Detailed Description

Unsupervised matrix decomposition methods.

Function Documentation

void vigra::principalComponents ( MultiArrayView< 2, T, C1 > const &  features,
MultiArrayView< 2, T, C2 >  fz,
MultiArrayView< 2, T, C3 >  zv 
)

Decompose a matrix according to the PCA algorithm.

This function implements the PCA algorithm (principal component analysis).

  • features must be a matrix with shape (numFeatures * numSamples), which is decomposed into the matrices
  • fz with shape (numFeatures * numComponents) and
  • zv with shape (numComponents * numSamples)

such that

\[ \mathrm{features} \approx \mathrm{fz} * \mathrm{zv} \]

(this formula requires that the features have been centered around the mean by linalg::prepareRows (features, features, ZeroMean)).

The shape parameter numComponents determines the complexity of the decomposition model and therefore the approximation quality (if numComponents == numFeatures, the representation becomes exact).
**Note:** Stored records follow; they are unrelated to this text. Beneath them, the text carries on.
PR #47, opened 2020-01-19
Add support for a full request timeout

### LINKED ISSUE #35: Inability to configure full request timeout leads to DoS / resource leak

adamreichold:
By racing another thread which shuts down the socket when the timeout is elapsed.

Closes #35

### DIFF
--- a/src/request.rs
+++ b/src/request.rs
@@ -1,9 +1,7 @@
 #![allow(dead_code)]
 #![allow(clippy::write_with_newline)]
-use std::borrow::Borrow;
-use std::borrow::Cow;
-use std::convert::From;
-use std::convert::TryInto;
+use std::borrow::{Borrow, Cow};
+use std::convert::{From, TryInto};
 use std::io::{prelude::*, BufWriter};
 use std::str;
 use std::time::Duration;
@@ -72,6 +70,7 @@ pub struct RequestBuilder<B = [u8; 0]> {
     follow_redirects: bool,
     connect_timeout: Duration,
     read_timeout: Duration,
+    timeout: Option<Duration>,
     #[cfg(feature = "charsets")]
     pub(crate) default_charset: Option<Charset>,
     #[cfg(feature = "compress")]
@@ -117,6 +116,7 @@ impl RequestBuilder {
             follow_redirects: true,
             connect_timeout: Duration::from_secs(30),
             read_timeout: Duration::from_secs(30),
+            timeout: None,
             #[cfg(feature = "charsets")]
             default_charset: None,
             #[cfg(feature = "compress")]
@@ -256,6 +256,7 @@ impl<B> RequestBuilder<B> {
             follow_redirects: self.follow_redirects,
             connect_timeout: self.connect_timeout,
             read_timeout: self.read_timeout,
+            timeout: self.timeout,
             #[cfg(feature = "charsets")]
             default_charset: self.default_charset,
             #[cfg(feature = "compress")]
@@ -349,6 +350,14 @@ impl<B> RequestBuilder<B> {
         self
     }
 
+    /// Sets a timeout for the whole request.
+    ///
+    /// Applies after a TCP connection is established. Defaults to no timeout.
+    pub fn timeout(mut self, duration: Duration) -> Self {
+        self.timeout = Some(duration);
+        self
+    }
+
     /// Set the default charset to use while parsing the response of this `Request`.
     ///
     /// If the response does not say which charset it uses, this charset will be used to decode the request.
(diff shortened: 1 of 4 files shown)


sbstp:
Hey! Thanks for this. It's a clean way of doing it. Do you think that we could use like an AtomicBool or something like that to signal the BaseStream that the UnexpectedEOF was caused by the request timeout? Then we can return a timeout error instead of UnexpectedEOF.

adamreichold:
> Then we can return a timeout error instead of UnexpectedEOF.

Yes, but we would have keep that flag around (`Arc<AtomicBool>` to ensure a sufficiently long lifetime, adding a field to `BaseStream`) and we would have to check it after every failed read.

Personally, I think the code complexity this adds is not worth the change to the more relevant error code (`io::ErrorKind` is already rather vague as it is, e.g. `WouldBlock` and `TimedOut` depending on platform), especially since simplicity is the whole point of this approach.

adamreichold:
> we would have to check it after every failed read.

Actually worse, we have to check every read as this yields a "clean" read of length zero.

sbstp:
I don't really mind carrying an Arc<AtomicBool> around. I think we could map on the error returned by `parse_response` and add a method to the BaseStream to check if the thread timedout.

```rust
let mut stream = BaseStream::connect(&info)?;
self.write_request(&mut stream, &url)?;
let resp = match parse_response(stream, self).map_err(|err| {
    if let ErrorKind::Io(io_err) = err.kind() {
        if let io::ErrorKind::UnexpectedEof = io_err.kind() {
            if stream.timeout_reached() {
                return ErrorKind::Timeout;
            }
        }
    }
    err
});
```

We could also use a channel and recv_timeout to end the thread sooner if the request finishes quickly. On drop BaseStream could send something to wake up the timeout thread and tell it to end.

sbstp:
You don't actually need to send anything in the channel. On drop it will get disconnected.
```rust
match rx.recv_timeout(timeout) {
  Err(RecvTimeoutError::Timeout) => stream.shutdown(Shutdown::Both),
  _ => { // end thread }
}
```

sbstp:
Forget what I said it doesn't make sense. You can still read the body after the parse_response call, you could timeout while reading the body.

adamreichold:
> We could also use a channel and recv_timeout to end the thread sooner if the request finishes quickly. 

I have implemented this and pushed it as separate commit. It is you prerogative to make this choice, but personally I still think the complexity cost is completely unproportional for such a fringe feature.

sbstp:
Let's take some time to think about it. Even if we decide to remove the error check in the BaseStream, I think we should keep the channel to terminate the thread early when the Response is dropped quickly. If for some reason someone puts a really large timeout, we start leaking threads.

adamreichold:
> If for some reason someone puts a really large timeout, we start leaking threads.

Using a single thread that just sleeps until the next deadline might be a more resource efficient solution but not we are talking about inventing a timer wheel...

sbstp:
Looks like the pipeline failed. Race condition? Spurious? Genuine failure?

adamreichold:
> Looks like the pipeline failed. Race condition? Spurious? Genuine failure?

Spurious but also genuine: I it necessary to explicitly drop the receiver as otherwise we can still receive another item after having called `shutdown` so that sending will not fail and we will not consider this a timeout. But then again, the failure mode is replacing one I/O error kind by another...

sbstp:
I'm ok with removing the code that converts the error from UnextectedEof to a timeout, but I'd like to keep the channel that closes the thread as soon as the response is dropped.

adamreichold:
> I'm ok with removing the code that converts the error from UnextectedEof to a timeout, but I'd like to keep the channel that closes the thread as soon as the response is dropped.

Done. (The changes in the redirection test are due to `cargo fmt`. Maybe we should include checking the formatting in the CI?)

adamreichold:
Sorry for the CI noise, I messed up the test during rebase.

sbstp:
Thanks! I'll release this & the redirect fix right away.

PR #50, opened 2020-01-27
Make sure to timeouts do not look like normal EOF.

### LINKED ISSUE #49: Timeout silently truncates response body
Specifying `timeout` for a request appears to silently truncate the response body if it being received when the the timeout expires.

Example:

`http://httpbin.org/drip` will return 10 bytes over 2 seconds:
```sh
$ time curl "http://httpbin.org/drip"; echo
**********
real    0m2.005s
```

With a 1 second timeout, curl returns an error:
```sh
$ time curl -m 1 "http://httpbin.org/drip"; echo
curl: (28) Operation timed out after 1000 milliseconds with 4 out of 10 bytes received
****
real    0m1.008s
```

This is an attohttpc program that I expected do the same thing:

```rust
use std::time::Duration;

use attohttpc::Result;

fn main() -> Result {
    let resp = attohttpc::get("http://httpbin.org/drip")
        .timeout(Duration::from_secs(1))
        .send()?;
    println!("Status: {:?}", resp.status());
    println!("Body:\n{}", resp.text()?);
    Ok(())
}
```

But instead of returning an error, the result is successful, and `text` is truncated:

```sh
$ time cargo run --example drip
Status: 200
Body:
*****

real    0m1.178s
```

adamreichold:
Closes #49

### DIFF
--- a/src/streams.rs
+++ b/src/streams.rs
@@ -68,6 +68,7 @@ impl BaseStream {
                 let (tx, rx) = mpsc::channel();
                 thread::spawn(move || {
                     if let Err(mpsc::RecvTimeoutError::Timeout) = rx.recv_timeout(timeout) {
+                        drop(rx);
                         let _ = stream.shutdown(Shutdown::Both);
                     }
                 });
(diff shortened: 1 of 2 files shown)


sbstp:
Isn't this what we decided to abandon in your last merge request?

adamreichold:
> Isn't this what we decided to abandon in your last merge request?

Indeed. But now we got a bug report about this being unexpected behavior. So I bit my teeth and tried to implement something reasonable.

The alternative seems to be to tell the user to check his/her content length which does not sound very convincing. (Or to implement those checks ourselves everywhere but even this would leave a discrepancy between the `io::Read`-based interface and high-level ones like `.text()`.)

sbstp:
I care more about giving a under friendly library than a fast library, so I'm going to merge this. I don't think this will affect performance much anyway, we're doing IO after all.

sbstp:
I'll release a patch with this fix.

adamreichold:
> I care more about giving a under friendly library than a fast library, so I'm going to merge this. I don't think this will affect performance much anyway, we're doing IO after all.

I agree. Also I would like to add that my personal reservations against this code where never about performance, it is complexity I am concerned about, i.e. mostly readability and learnability of the code base.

Intuitively, fz is a projection matrix from the reduced space into the original space, and zv is the reduced representation of the data, using just numComponents features.

Declaration:

#include <vigra/unsupervised_decomposition.hxx>

namespace vigra {
template <class U, class C1, class C2, class C3>
void
principalComponents(MultiArrayView<2, U, C1> const & features,
MultiArrayView<2, U, C2> fz,
MultiArrayView<2, U, C3> zv);
}

Usage:

Matrix<double> data(numFeatures, numSamples);
... // fill the input matrix
int numComponents = 3;
Matrix<double> fz(numFeatures, numComponents),
zv(numComponents, numSamples);
// center the data
prepareRows(data, data, ZeroMean);
// compute the reduced representation
principalComponents(data, fz, zv);
Matrix<double> model = fz*zv;
double meanSquaredError = squaredNorm(data - model) / numSamples;
void vigra::pLSA (   ...)

Decompose a matrix according to the pLSA algorithm.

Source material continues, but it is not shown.